Realistic cosmological scenario with non-minimal kinetic coupling

TL;DR

This paper explores a cosmological model with a scalar field non-minimally coupled to curvature, revealing a new inflationary mechanism and a realistic sequence of cosmological epochs without fine-tuning.

Contribution

It introduces a novel inflationary mechanism driven by non-minimal kinetic coupling, providing a natural sequence of cosmological epochs without fine-tuned potentials.

Findings

Early quasi-de Sitter inflation driven by kinetic coupling

Transition to matter-dominated epoch after inflation

Secondary inflation driven by cosmological constant

Abstract

We investigate cosmological scenarios in the theory of gravity with the scalar field possessing a non-minimal kinetic coupling to the curvature.
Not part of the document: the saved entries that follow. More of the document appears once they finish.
PR #4404, opened 2018-12-17
Start annotating project-system for nullability.

Pilchie:
e7bb224 annotates everything except the generated code for Microsoft.VisualStudio.ProjectSystem.Managed.dll

### DIFF
--- a/src/Microsoft.VisualStudio.ProjectSystem.Managed.VS/ProjectSystem/VS/DotNetCoreProjectCompatibilityDetector.cs
+++ b/src/Microsoft.VisualStudio.ProjectSystem.Managed.VS/ProjectSystem/VS/DotNetCoreProjectCompatibilityDetector.cs
@@ -81,8 +81,8 @@ namespace Microsoft.VisualStudio.ProjectSystem.VS
         private readonly IVsService<SVsAppId, IVsAppId> _vsAppIdService;
         private readonly IVsService<SVsShell, IVsShell> _vsShellService;
 
-        private RemoteCacheFile _versionDataCacheFile;
-        private Version _ourVSVersion;
+        private RemoteCacheFile? _versionDataCacheFile;
+        private Version? _ourVSVersion;
 
         private uint _solutionCookie = VSConstants.VSCOOKIE_NIL;
         private bool _solutionOpened;
@@ -90,15 +90,15 @@ namespace Microsoft.VisualStudio.ProjectSystem.VS
 
         // Tracks how often we meed to look for new data
         private DateTime _timeCurVersionDataLastUpdatedUtc = DateTime.MinValue;
-        private VersionCompatibilityData _curVersionCompatibilityData;
-        private IVsSolution _vsSolution;
+        private VersionCompatibilityData? _curVersionCompatibilityData;
+        private IVsSolution? _vsSolution;
 
         public async Task InitializeAsync()
         {
             await _threadHandling.Value.SwitchToUIThread();
 
             // Initialize our cache file
-            string appDataFolder = await _shellUtilitiesHelper.Value.GetLocalAppDataFolderAsync(_vsShellService);
+            string? appDataFolder = await _shellUtilitiesHelper.Value.GetLocalAppDataFolderAsync(_vsShellService);
             if (appDataFolder != null)
             {
                 _versionDataCacheFile = new RemoteCacheFile(Path.Combine(appDataFolder, VersionDataFilename), VersionCompatibilityDownloadFwlink,
@@ -376,7 +376,7 @@ namespace Microsoft.VisualStudio.ProjectSystem.VS
             try
             {
                 // Try the cache file
-                Dictionary<Version, VersionCompatibilityData> versionCompatData = GetCompabilityDataFromCacheFile();
+                Dictionary<Version, VersionCompatibilityData>? versionCompatData = GetCompabilityDataFromCacheFile();
 
                 // See if the cache file needs refreshing and if so, kick off a task to do so
                 if (_versionDataCacheFile != null && _versionDataCacheFile.CacheFileIsStale())
@@ -390,8 +390,11 @@ namespace Microsoft.VisualStudio.ProjectSystem.VS
 
                 if (versionCompatData != null)
                 {
+                    // This is never null after InitializeAsync (which is called during package load)
+                    Version ourVSVersion = _ourVSVersion!;
+
                     // First try to match exactly on our VS version and if that fails, match on just major, minor
-                    if (versionCompatData.TryGetValue(_ourVSVersion, out VersionCompatibilityData compatData) || versionCompatData.TryGetValue(new Version(_ourVSVersion.Major, _ourVSVersion.Minor), out compatData))
+                    if (versionCompatData.TryGetValue(ourVSVersion, out VersionCompatibilityData compatData) || versionCompatData.TryGetValue(new Version(ourVSVersion.Major, ourVSVersion.Minor), out compatData))
                     {
                         // Now fix up missing data
                         if (string.IsNullOrEmpty(compatData.OpenSupportedMessage))
@@ -423,7 +426,7 @@ namespace Microsoft.VisualStudio.ProjectSystem.VS
                 });
             }
 
-            return _curVersionCompatibilityData;
+            return _curVersionCompatibilityData!;
         }
 
         private void UpdateInMemoryCachedData(VersionCompatibilityData newData)
@@ -435,11 +438,11 @@ namespace Microsoft.VisualStudio.ProjectSystem.VS
         /// <summary>
         /// If the cached file exists reads the data and returns it
         /// </summary>
-        private Dictionary<Version, VersionCompatibilityData> GetCompabilityDataFromCacheFile()
+        private Dictionary<Version, VersionCompatibilityData>? GetCompabilityDataFromCacheFile()
         {
             try
             {
-                string data = _versionDataCacheFile?.ReadCacheFile();
+                string? data = _versionDataCacheFile?.ReadCacheFile();
                 if (data != null)
                 {
                     return VersionCompatibilityData.DeserializeVersionData(data);
--- a/src/Microsoft.VisualStudio.ProjectSystem.Managed.VS/ProjectSystem/VS/Input/Commands/AbstractGenerateNuGetPackageCommand.cs
+++ b/src/Microsoft.VisualStudio.ProjectSystem.Managed.VS/ProjectSystem/VS/Input/Commands/AbstractGenerateNuGetPackageCommand.cs
@@ -16,7 +16,7 @@ namespace Microsoft.VisualStudio.ProjectSystem.VS.Input.Commands
         private readonly IProjectThreadingService _threadingService;
         private readonly IVsService<SVsSolutionBuildManager, IVsSolutionBuildManager2> _vsSolutionBuildManagerService;
         private readonly GeneratePackageOnBuildPropertyProvider _generatePackageOnBuildPropertyProvider;
-        private IVsSolutionBuildManager2 _buildManager;
+        private IVsSolutionBuildManager2? _buildManager;
         private uint _solutionEventsCookie;
 
         protected AbstractGenerateNuGetPackageCommand(
@@ -58,7 +58,7 @@ namespace Microsoft.VisualStudio.ProjectSystem.VS.Input.Commands
             // Ensure build manager is initialized.
             await EnsureBuildManagerInitializedAsync();
 
-            ErrorHandler.ThrowOnFailure(_buildManager.QueryBuildManagerBusy(out int busy));
+            ErrorHandler.ThrowOnFailure(_buildManager!.QueryBuildManagerBusy(out int busy));
             return busy == 0;
         }
 
@@ -90,14 +90,14 @@ namespace Microsoft.VisualStudio.ProjectSystem.VS.Input.Commands
 
                 // Save documents before build.
                 var projectVsHierarchy = (IVsHierarchy)Project.Services.HostObject;
-                ErrorHandler.ThrowOnFailure(_buildManager.SaveDocumentsBeforeBuild(projectVsHierarchy, (uint)VSConstants.VSITEMID.Root, 0 /*docCookie*/));
+                ErrorHandler.ThrowOnFailure(_buildManager!.SaveDocumentsBeforeBuild(projectVsHierarchy, (uint)VSConstants.VSITEMID.Root, 0 /*docCookie*/));
 
                 // Enable generating package on build ("GeneratePackageOnBuild") for all projects being built.
                 _generatePackageOnBuildPropertyProvider.OverrideGeneratePackageOnBuild(true);
 
                 // Kick off the build.
                 uint dwFlags = (uint)(VSSOLNBUILDUPDATEFLAGS.SBF_SUPPRESS_SAVEBEFOREBUILD_QUERY | VSSOLNBUILDUPDATEFLAGS.SBF_OPERATION_BUILD);
-                ErrorHandler.ThrowOnFailure(_buildManager.StartSimpleUpdateProjectConfiguration(projectVsHierarchy, null, null, dwFlags, 0, 0));
+                ErrorHandler.ThrowOnFailure(_buildManager!.StartSimpleUpdateProjectConfiguration(projectVsHierarchy, null, null, dwFlags, 0, 0));
             }
 
             return true;
@@ -148,9 +148,11 @@ namespace Microsoft.VisualStudio.ProjectSystem.VS.Input.Commands
 
                         if (_buildManager != null)
                         {
+#pragma warning disable CS8602 // Workaround https://github.com/dotnet/roslyn/issues/31620
                             // Unregister solution build events.
                             _buildManager.UnadviseUpdateSolutionEvents(_solutionEventsCookie);
                             _buildManager = null;
+#pragma warning restore CS8602
                         }
                     });
                 }
--- a/src/Microsoft.VisualStudio.ProjectSystem.Managed.VS/ProjectSystem/VS/PropertyPages/PropertyPage.cs
+++ b/src/Microsoft.VisualStudio.ProjectSystem.Managed.VS/ProjectSystem/VS/PropertyPages/PropertyPage.cs
@@ -10,6 +10,7 @@ using System.Windows.Forms;
 using Microsoft.VisualStudio.OLE.Interop;
 using Microsoft.VisualStudio.ProjectSystem.Properties;
 using Microsoft.VisualStudio.Shell.Interop;
+using Microsoft.VisualStudio.Threading;
 
 namespace Microsoft.VisualStudio.ProjectSystem.VS.PropertyPages
 {
@@ -362,7 +363,7 @@ namespace Microsoft.VisualStudio.ProjectSystem.VS.PropertyPages
                 }
             }
 
-            WaitForAsync(() => OnSetObjects(false));
+            OnSetObjects(false).Forget();
         }
     }
 }
--- a/src/Microsoft.VisualStudio.ProjectSystem.Managed.VS/ProjectSystem/VS/PropertyPages/PropertyPage.cs
+++ b/src/Microsoft.VisualStudio.ProjectSystem.Managed.VS/ProjectSystem/VS/PropertyPages/PropertyPage.cs
@@ -362,7 +362,7 @@ namespace Microsoft.VisualStudio.ProjectSystem.VS.PropertyPages
                 }
             }
 
-            OnSetObjects(false);
+            WaitForAsync(() => OnSetObjects(false));
         }
     }
 }
--- a/src/Microsoft.VisualStudio.ProjectSystem.Managed.VS/ProjectSystem/VS/PropertyPages/PropertyPage.cs
+++ b/src/Microsoft.VisualStudio.ProjectSystem.Managed.VS/ProjectSystem/VS/PropertyPages/PropertyPage.cs
@@ -18,10 +18,10 @@ namespace Microsoft.VisualStudio.ProjectSystem.VS.PropertyPages
        IPropertyPage,
        IVsDebuggerEvents
     {
-        private IPropertyPageSite _site = null;
+        private IPropertyPageSite? _site = null;
         private bool _isDirty = false;
         private readonly bool _ignoreEvents = false;
-        private IVsDebugger _debugger;
+        private IVsDebugger? _debugger;
         private uint _debuggerCookie;
         private bool _isActivated = false;
         internal IProjectThreadingService _threadHandling;
@@ -42,7 +42,7 @@ namespace Microsoft.VisualStudio.ProjectSystem.VS.PropertyPages
             AutoScroll = false;
         }
 
-        internal UnconfiguredProject UnconfiguredProject { get; set; }
+        internal UnconfiguredProject? UnconfiguredProject { get; set; }
 
 
         ///--------------------------------------------------------------------------------------------
--- a/src/Microsoft.VisualStudio.ProjectSystem.Managed.VS/ProjectSystem/VS/PropertyPages/WpfBasedPropertyPage.Designer.cs
+++ b/src/Microsoft.VisualStudio.ProjectSystem.Managed.VS/ProjectSystem/VS/PropertyPages/WpfBasedPropertyPage.Designer.cs
@@ -5,7 +5,7 @@
         /// <summary> 
         /// Required designer variable.
         /// </summary>
-        private System.ComponentModel.IContainer _components = null;
+        private System.ComponentModel.IContainer? _components = null;
 
         /// <summary> 
         /// Clean up any resources being used.
--- a/src/Microsoft.VisualStudio.ProjectSystem.Managed/LinqExtensions.cs
+++ b/src/Microsoft.VisualStudio.ProjectSystem.Managed/LinqExtensions.cs
@@ -17,11 +17,12 @@ namespace Microsoft.VisualStudio
                     return obj;
             }
 
-            return default;
+            return default!;
         }
 
         [Pure]
-        public static T SingleOrDefault<T, TArg>(this IEnumerable<T> source, Func<T, TArg, bool> predicate, TArg arg)
+        public static T? SingleOrDefault<T, TArg>(this IEnumerable<T> source, Func<T, TArg, bool> predicate, TArg arg)
+            where T : class
         {
             using (IEnumerator<T> enumerator = source.GetEnumerator())
             {
--- a/src/Microsoft.VisualStudio.ProjectSystem.Managed/ProjectSystem/AbstractMultiLifetimeComponent.cs
+++ b/src/Microsoft.VisualStudio.ProjectSystem.Managed/ProjectSystem/AbstractMultiLifetimeComponent.cs
@@ -65,7 +65,9 @@ namespace Microsoft.VisualStudio.ProjectSystem
             // While all callers should wait on InitializeAsync, 
             // only one should complete the completion source
             await instance.InitializeAsync();
-            loadedSource?.SetResult(null!);
+#pragma warning disable CS8625 // Workaround for https://github.com/dotnet/roslyn/issues/31865
+            loadedSource?.SetResult(null);
+#pragma warning restore CS8625
         }
 
         public Task UnloadAsync()
--- a/src/Microsoft.VisualStudio.ProjectSystem.Managed/ProjectSystem/AbstractMultiLifetimeComponent.cs
+++ b/src/Microsoft.VisualStudio.ProjectSystem.Managed/ProjectSystem/AbstractMultiLifetimeComponent.cs
@@ -14,7 +14,7 @@ namespace Microsoft.VisualStudio.ProjectSystem
     internal abstract class AbstractMultiLifetimeComponent : OnceInitializedOnceDisposedAsync
     {
         private readonly object _lock = new object();
-        private TaskCompletionSource<object> _loadedSource = new TaskCompletionSource<object>();
+        private TaskCompletionSource<object?> _loadedSource = new TaskCompletionSource<object?>();
         private IMultiLifetimeInstance? _instance;
 
         protected AbstractMultiLifetimeComponent(JoinableTaskContextNode joinableTaskContextNode)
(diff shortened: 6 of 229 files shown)


src/Microsoft.VisualStudio.ProjectSystem.Managed/ProjectSystem/AbstractMultiLifetimeComponent.cs
```diff
@@ -65,12 +65,12 @@ private async Task LoadCoreAsync()
             // While all callers should wait on InitializeAsync, 
             // only one should complete the completion source
             await instance.InitializeAsync();
-            loadedSource?.SetResult(null);
+            loadedSource?.SetResult(null!);
```
Pilchie: Fixed to `#pragma` instead

src/Microsoft.VisualStudio.ProjectSystem.Managed/ProjectSystem/Debug/LaunchSettingsData.cs
```diff
@@ -5,12 +5,12 @@
...
-    /// This class is used to hold the data serialized from the json file.  
+    /// This class is used to hold the data serialized from the json file.
     /// </summary>
     internal class LaunchSettingsData
     {
-        public Dictionary<string, object> OtherSettings { get; set; }
+        public Dictionary<string, object>? OtherSettings { get; set; }
 
-        public List<LaunchProfileData> Profiles { get; set; }
+        public List<LaunchProfileData>? Profiles { get; set; }
```
Pilchie: This required a bunch of changes.  It might be better to ensure that it's default initialized to empty instead.

src/Microsoft.VisualStudio.ProjectSystem.Managed/ProjectSystem/Debug/LaunchSettings.cs
```diff
@@ -62,7 +65,7 @@ public LaunchSettings(IWritableLaunchSettings settings)
                 else
                 {
                     string jsonString = JsonConvert.SerializeObject(value, Formatting.Indented, jsonSerializerSettings);
-                    object clonedObject = JsonConvert.DeserializeObject(jsonString, value.GetType());
+                    object clonedObject = JsonConvert.DeserializeObject(jsonString, value?.GetType());
```
Pilchie: Switched to `#pragma` with link to issue.

src/Microsoft.VisualStudio.ProjectSystem.Managed/ProjectSystem/Debug/LaunchSettingsProvider.cs
```diff
@@ -138,16 +138,16 @@ public IReceivableSourceBlock<ILaunchSettings> SourceBlock
             get
             {
                 EnsureInitialized();
-                return _changedSourceBlock;
+                return _changedSourceBlock!;
```
Pilchie: Legitimate because `EnsureInitialized` causes it to be non-null

src/Microsoft.VisualStudio.ProjectSystem.Managed/ProjectSystem/Debug/LaunchSettingsProvider.cs
```diff
@@ -208,9 +208,14 @@ protected async Task ProjectRuleBlock_ChangedAsync(IProjectVersionedValue<Tuple<
...
                 ruleSnapshot.Properties.TryGetValue(ProjectDebugger.ActiveDebugProfileProperty, out string activeProfile);
-                ILaunchSettings snapshot = CurrentSnapshot;
+                ILaunchSettings? snapshot = CurrentSnapshot;
                 if (snapshot == null || !LaunchProfile.IsSameProfileName(activeProfile, snapshot.ActiveProfile?.Name))
                 {
+                    if (_sequentialTaskQueue == null)
+                    {
+                        throw new ObjectDisposedException(nameof(LaunchSettingsProvider));
+                    }
+
```
Pilchie: Should probably extract a helper here.

src/Microsoft.VisualStudio.ProjectSystem.Managed/ProjectSystem/LanguageServices/ApplyChangesToWorkspaceContext.cs
```diff
@@ -137,7 +137,7 @@ protected override void Initialize()
 
             foreach (ExportLifetimeContext<IWorkspaceContextHandler> handler in _handlers)
             {
-                handler.Value.Initialize(_context);
+                handler.Value.Initialize(_context!);
```
Pilchie: This might not be right?  Maybe need to annotate `Initialize` as taking possible nulls?  @davkean ?

src/Microsoft.VisualStudio.ProjectSystem.Managed/ProjectSystem/LanguageServices/Handlers/AbstractWorkspaceContextHandler.cs
```diff
@@ -20,7 +20,7 @@ protected IWorkspaceProjectContext Context
             {
                 Assumes.NotNull(_context);
 
-                return _context;
+                return _context!;
```
Pilchie: Legit due to the `Assumes.NotNull` just above.

src/Microsoft.VisualStudio.ProjectSystem.Managed/LinqExtensions.cs
```diff
@@ -17,11 +17,12 @@ internal static class LinqExtensions
                     return obj;
             }
 
-            return default;
+            return default!;
```
jmarolf: see other comment about why we return `T` here instead of `T?`

src/Microsoft.VisualStudio.ProjectSystem.Managed/ProjectSystem/LanguageServices/LanguageServiceHost.cs
```diff
@@ -146,47 +146,48 @@ private Task ExecuteWithinLockAsync(Func<Task> task)
...
             {
                 await _commonServices.ThreadingService.SwitchToUIThread();
 
-                string newTargetFramework = null;
+                string? newTargetFramework = null;
                 ConfigurationGeneral projectProperties = await _commonServices.ActiveConfiguredProjectProperties.GetConfigurationGeneralPropertiesAsync();
 
                 // Check if we have already computed the project context.
-                if (_currentAggregateProjectContext != null)
+                AggregateWorkspaceProjectContext? currentAggregateProjectContext = _currentAggregateProjectContext;
```
Pilchie: This is a workaround for https://github.com/dotnet/roslyn/issues/31620 which I'm still hitting with Preview 1 at home

src/Microsoft.VisualStudio.ProjectSystem.Managed/ProjectSystem/LanguageServices/UnconfiguredProjectContextProvider.cs
```diff
@@ -181,8 +181,8 @@ private bool TryGetConfiguredProjectState(ConfiguredProject configuredProject, o
                 }
                 else
                 {
-                    workspaceProjectContext = null;
-                    configuredProjectHostObject = null;
+                    workspaceProjectContext = null!;
```
Pilchie: I decided to do this rather than annotate them, as we don't have the attributes to annotate `Try` methods properly yet.

src/Microsoft.VisualStudio.ProjectSystem.Managed/ProjectSystem/Logging/ProjectLoggerExtensions.ProjectLoggerBatch.cs
```diff
@@ -43,41 +43,43 @@ public void WriteLine(in StringFormat format)
             {
                 if (IsEnabled)
                 {
-                    Init();
-                    WriteNewLineIfNeeded();
-                    WriteIndent();
-                    Write(format);
+                    StringBuilder builder = GetOrCreateBuilder();
```
Pilchie: This code was fine, but this pattern allowed the compiler to track things easier.

src/Microsoft.VisualStudio.ProjectSystem.Managed/ProjectSystem/Properties/AssemblyAttributeProperties/AssemblyInfoProperties.cs
```diff
@@ -99,12 +99,15 @@ private async Task<string> GetPropertyValueFromSourceAttributeAsync(string prope
...
         /// Set the value of a property.
         /// </summary>
-        public override async Task SetPropertyValueAsync(string propertyName, string unevaluatedPropertyValue, IReadOnlyDictionary<string, string> dimensionalConditions = null)
+        public override async Task SetPropertyValueAsync(string propertyName, string? unevaluatedPropertyValue, IReadOnlyDictionary<string, string>? dimensionalConditions = null)
         {
             if (_attributeValueProviderMap.TryGetValue(propertyName, out SourceAssemblyAttributePropertyValueProvider provider) &&
                 !await IsAssemblyInfoPropertyGeneratedByBuild(propertyName))
             {
+#pragma warning disable CS8604
                 await provider.SetPropertyValueAsync(unevaluatedPropertyValue);
```
Pilchie: Please review - not sure if we should be allowing nulls here, and if not, what we should do?  Throw/skip the call/etc?

src/Microsoft.VisualStudio.ProjectSystem.Managed/ProjectSystem/AppDesignerFolderProjectTreePropertiesProvider.cs
```diff
@@ -58,11 +58,11 @@ public void UpdateProjectTreeSettings(IImmutableDictionary<string, IProjectRuleS
             //
             // TODO: Read these default values from the rules themselves
             // See: https://github.com/dotnet/roslyn-project-system/issues/209
-            string folderName = ruleSnapshots.GetPropertyOrDefault(AppDesigner.SchemaName, AppDesigner.FolderNameProperty, "Properties");
-            string contextsVisibleOnlyInShowAllFiles = ruleSnapshots.GetPropertyOrDefault(AppDesigner.SchemaName, AppDesigner.ContentsVisibleOnlyInShowAllFilesProperty, "false");
+            string? folderName = ruleSnapshots.GetPropertyOrDefault(AppDesigner.SchemaName, AppDesigner.FolderNameProperty, "Properties");
```
jmarolf: won't this never be null because it will be set to `"Properties"` if there is no value?

src/Microsoft.VisualStudio.ProjectSystem.Managed/ProjectSystem/UpToDate/BuildUpToDateCheck.cs
```diff
@@ -384,7 +387,7 @@ private IEnumerable<string> CollectInputs(BuildUpToDateCheckLogger logger)
             if (_customInputs.Count != 0)
             {
                 logger.Verbose("Adding " + UpToDateCheckInput.SchemaName + " inputs:");
-                foreach (string input in _customInputs.Select(_configuredProject.UnconfiguredProject.MakeRooted))
+                foreach (string input in _customInputs.Select(s => _configuredProject.UnconfiguredProject.MakeRooted(s)))
```
Pilchie: This looks like another compiler bug, but I wasn't sure how to file it.

src/Microsoft.VisualStudio.ProjectSystem.Managed/Text/LazyStringSplit.cs
```diff
@@ -67,7 +67,7 @@ internal Enumerator(in LazyStringSplit split)
                 _index = 0;
                 _input = split._input;
                 _delimiter = split._delimiter;
-                Current = null;
+                Current = null!;
```
Pilchie: I decided to allow this, as it's set only when the enumerator is in an invalid state...

Pilchie:
@jcouv @cston @jaredpar would love if you could skim through this.

src/Microsoft.VisualStudio.ProjectSystem.Managed/ProjectSystem/Debug/WritableLaunchSettings.cs
```diff
@@ -42,19 +42,20 @@ public WritableLaunchSettings(ILaunchSettings settings)
                     else
                     {
                         string jsonString = JsonConvert.SerializeObject(value, Formatting.Indented, jsonSerializerSettings);
-                        object clonedObject = JsonConvert.DeserializeObject(jsonString, value.GetType());
+                        // TODO: Bug in nullable flow analysis her?
```
jmarolf: I think this is also [https://github.com/dotnet/roslyn/issues/31803](https://github.com/dotnet/roslyn/issues/31803)

src/Microsoft.VisualStudio.ProjectSystem.Managed/ProjectSystem/LanguageServices/ApplyChangesToWorkspaceContext.cs
```diff
@@ -147,15 +147,19 @@ private void ProcessProjectBuildFailure(IProjectRuleSnapshot snapshot)
             //
             // We still forward those 'removes' of references, sources, etc onto Roslyn to avoid duplicate/incorrect results when the next
             // successful build occurs, because it will be diff between it and this failed build.
-            _context.LastDesignTimeBuildSucceeded = snapshot.IsEvaluationSucceeded();
+            if (_context != null)
```
jmarolf: I assume all this is rewritten in @davkean 's language service branch.  But it feels like we would want to throw something in this case

src/Microsoft.VisualStudio.ProjectSystem.Managed/ProjectSystem/LanguageServices/UnconfiguredProjectContextProvider.cs
jmarolf: We could add it easily right?

```C#
namespace System.Runtime.CompilerServices
{
    [AttributeUsage(AttributeTargets.Parameter,
                   AllowMultiple = false)]
    public class NotNullWhenTrueAttribute : Attribute
    {
        public NotNullWhenTrueAttribute() { }
    }
}
```

---
In reply to: [242257953](https://github.com/dotnet/project-system/pull/4404#discussion_r242257953) [](ancestors = 242257953)

jmarolf: [https://github.com/dotnet/roslyn/blob/master//src/Compilers/Test/Utilities/CSharp/CSharpTestBase.cs#L55-L64](https://github.com/dotnet/roslyn/blob/master//src/Compilers/Test/Utilities/CSharp/CSharpTestBase.cs#L55-L64)

---
In reply to: [242265057](https://github.com/dotnet/project-system/pull/4404#discussion_r242265057) [](ancestors = 242265057,242257953)

src/Microsoft.VisualStudio.ProjectSystem.Managed/ProjectSystem/UpToDate/BuildUpToDateCheck.cs
```diff
@@ -128,12 +128,12 @@ private void OnProjectChanged(IProjectSubscriptionUpdate e)
             _msBuildProjectFullPath = e.CurrentState.GetPropertyOrDefault(ConfigurationGeneral.SchemaName, ConfigurationGeneral.MSBuildProjectFullPathProperty, _msBuildProjectFullPath);
             _msBuildProjectDirectory = e.CurrentState.GetPropertyOrDefault(ConfigurationGeneral.SchemaName, ConfigurationGeneral.MSBuildProjectDirectoryProperty, _msBuildProjectDirectory);
             _outputRelativeOrFullPath = e.CurrentState.GetPropertyOrDefault(ConfigurationGeneral.SchemaName, ConfigurationGeneral.OutputPathProperty, _outputRelativeOrFullPath);
-            string msBuildAllProjects = e.CurrentState.GetPropertyOrDefault(ConfigurationGeneral.SchemaName, ConfigurationGeneral.MSBuildAllProjectsProperty, "");
+            string? msBuildAllProjects = e.CurrentState.GetPropertyOrDefault(ConfigurationGeneral.SchemaName, ConfigurationGeneral.MSBuildAllProjectsProperty, "");
```
jmarolf: How can this ever be null?

src/Microsoft.VisualStudio.ProjectSystem.Managed.VS/ProjectSystem/VS/PropertyPages/PropertyPage.cs
```diff
@@ -363,7 +363,7 @@ public void SetObjects(uint cObjects, object[] ppunk)
                 }
             }
 
-            OnSetObjects(false);
+            WaitForAsync(() => OnSetObjects(false));
```
jmarolf: This should either be a call to `SetObjects` if we intend to wait on the result of use a discard if we do not

src/Microsoft.VisualStudio.ProjectSystem.Managed/ProjectSystem/LanguageServices/UnconfiguredProjectContextProvider.cs
Pilchie: Even having it still seems to require `!`

src/Microsoft.VisualStudio.ProjectSystem.Managed.VS/ProjectSystem/VS/PropertyPages/PropertyPage.cs
Pilchie: Anyone know what we intended?  Feels like wait, but I'm not familiar with this at all.

Pilchie: I guess Discard is the thing that doesn't change behavior...

src/Microsoft.VisualStudio.ProjectSystem.Managed/ProjectSystem/LanguageServices/UnconfiguredProjectContextProvider.cs
jmarolf: It should work if you also update the parameters to be nullable.

```C#
private bool TryGetConfiguredProjectState(ConfiguredProject configuredProject, 
									      [NotNullWhenTrue] out IWorkspaceProjectContext? workspaceProjectContext,
                                          [NotNullWhenTrue] out IConfiguredProjectHostObject? configuredProjectHostObject)
{
	...
	workspaceProjectContext = null;
	configuredProjectHostObject = null;
	return false;
}
```

That way the compiler _should_ not warn at the call-site if you check for `true` but _will_ warn if you do not

Pilchie: Ok, done.

src/Microsoft.VisualStudio.ProjectSystem.Managed/ProjectSystem/AppDesignerFolderProjectTreePropertiesProvider.cs
drewnoakes: Is there a way to flow through the nullness of the default value?

src/Microsoft.VisualStudio.ProjectSystem.Managed.VS/ProjectSystem/VS/PropertyPages/PropertyPage.cs
drewnoakes: `.Forget()`?

jmarolf:
Remaining warnings are all from auto-generated files in the obj directory.  Is there no way to turn this analysis off for generated code?  Will we need to put `#nullable enable` at the top of all of our source files and remove the project item?

Pilchie:
See https://github.com/dotnet/roslyn/issues/31875

src/Microsoft.VisualStudio.ProjectSystem.Managed.VS/ProjectSystem/VS/DotNetCoreProjectCompatibilityDetector.cs
```diff
@@ -390,8 +390,11 @@ private VersionCompatibilityData GetVersionCompatibilityData()
 
                 if (versionCompatData != null)
                 {
+                    // This is never null after InitializeAsync (which is called during package load)
+                    Version ourVSVersion = _ourVSVersion!;
```
jmarolf: Perhaps we want to throw an object disposed exception in this case?

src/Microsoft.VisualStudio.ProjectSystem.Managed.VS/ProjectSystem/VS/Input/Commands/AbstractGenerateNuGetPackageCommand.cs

It is shown that the kinetic coupling provides an essentially new inflationary mechanism. Namely, at early cosmological times the domination of coupling terms in the field equations guarantees the quasi-De Sitter behavior of the scale factor: $a(t)\propto e^{H_{\kappa} t}$ with $H_\kappa=1/\sqrt{9\kappa}$, where $\kappa\simeq 10^{-74}$ sec$^2$ is the coupling parameter. The primary inflationary epoch driven by non-minimal kinetic coupling comes to the end at $t_f \simeq 10^{-35}$ sec. Later on, the matter terms are dominating, and the universe enters into the matter-dominated epoch which lasts approximately $0.5H_0^{-1}\sim 0.5\times10^{18}$ sec. Then, the cosmological term comes into play, and the universe enters into the secondary inflationary epoch with $a(t)\propto e^{H_{\Lambda} t}$, where $H_\Lambda=\sqrt{\Lambda/3}$. Note that the present value of the acceleration parameter $q=\ddot a a/\dot a^2$ is estimated as $q_0\simeq0.25$, that is the universe is at the beginning of the epoch of accelerated expansion. Thus, the cosmological model non-minimal kinetic coupling represents the realistic cosmological scenario which successfully describes basic cosmological epochs and provide the natural mechanism of epoch change without any fine-tuned potential.